Intraocular pressure and central corneal thickness.

Author information

1
Biopathology Department, University of Tor Vergata, Rome, Italy. glmanni@inwind.it

Abstract

From the results of the Ocular Hypertension Treatment Study emerged the conclusion that ocular hypertensive subjects with thinner central corneal thickness (CCT) are at increased risk of developing glaucoma. Although possible underlying biases that could have led to this conclusion are still under investigation, there is an increasing interest in the scientific community to understand the potential mechanisms of this increased risk profile.

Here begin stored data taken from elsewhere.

Issue #2279, opened 2018-01-11
Sass missing property from LESS


mantissa7:
react-select > less > control.less has a property on line 191 in `.Select-input > input { width: 100% }`, however, in the equivalent selector in the scss folder that property is missing, which causes some issues with responsive grid systems when the input should be less than ~160px.

PR #2280, opened 2018-01-11
Add property to control.scss from control.less

mantissa7:
Fixes https://github.com/JedWatson/react-select/issues/2279


JedWatson:
Thanks for that @mantissa7

PR #2291, opened 2018-01-12
Del key should work normal if not deleteRemoves (fixes #2282)

### LINKED ISSUE #2282: Accepting PR? <Del> should work like normal when `Creatable` and deleteRemoves is `true`
**Steps to reproduce:**

1. Go to the last example *Custom tag creation* at http://jedwatson.github.io/react-select/
2. Type in some stuff, create a typo and use the `<Del>` (delete) to fix it. 

**Expected results:**

For Creatable and when deleteRemoves is disabled, then like in any other text input field, as a user I want to be able to use the `<Del>` key

**Actual results:**
Just nothing happens when pressing `Delete` key.

**Solution:**

Would you accept a PR on this? It seems to be a simple matter of just moving the event.preventDefault() inside the `if` clause at:

https://github.com/JedWatson/react-select/blob/7bc9363ad139546e296778774b7d16e7cdf72d55/src/Select.js#L548-L553

At the moment the `<del>` is just always captured.

jnachtigall:
Fixes #2282 as described in the ticket. Same behaviour as for `backspace`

It has been proposed that interindividual differences in CCT might be purely responsible for inaccuracies of the tonometric readings with potential underestimation of the true IOP in subjects with thinner CCT although it is becoming progressively clearer that the true IOP is unpredictable with linear correction formulas for CCT, and it is likely that other material properties of the cornea contribute, together with CCT, to the tonometric artifact. Recently, it has become possible to measure the biomechanical properties of the cornea in vivo and it has been suggested that differences in corneal biomechanics may be the expression of interindividual structural differences of the ocular tissues (including lamina cribrosa), with potential consequences on the interindividual susceptibility to the glaucomatous damage under the same IOP level. A possible underlying biological risk related to thinner CCTs, independent of the influence on tonometric reading, has been proposed and largely studied after the results of the OHTS were published. Besides the understanding of the mechanism underlying the role of CCT as a risk factor for the development of glaucoma, it is important to understand how the information about CCT should be integrated in the clinical management of both ocular hypertension (OHT) and glaucoma and whether other ocular properties should be measured to better understand the individual risk profile.

PMID:
18929099
DOI:
10.1016/S0079-6123(08)01103-5
[Indexed for MEDLINE]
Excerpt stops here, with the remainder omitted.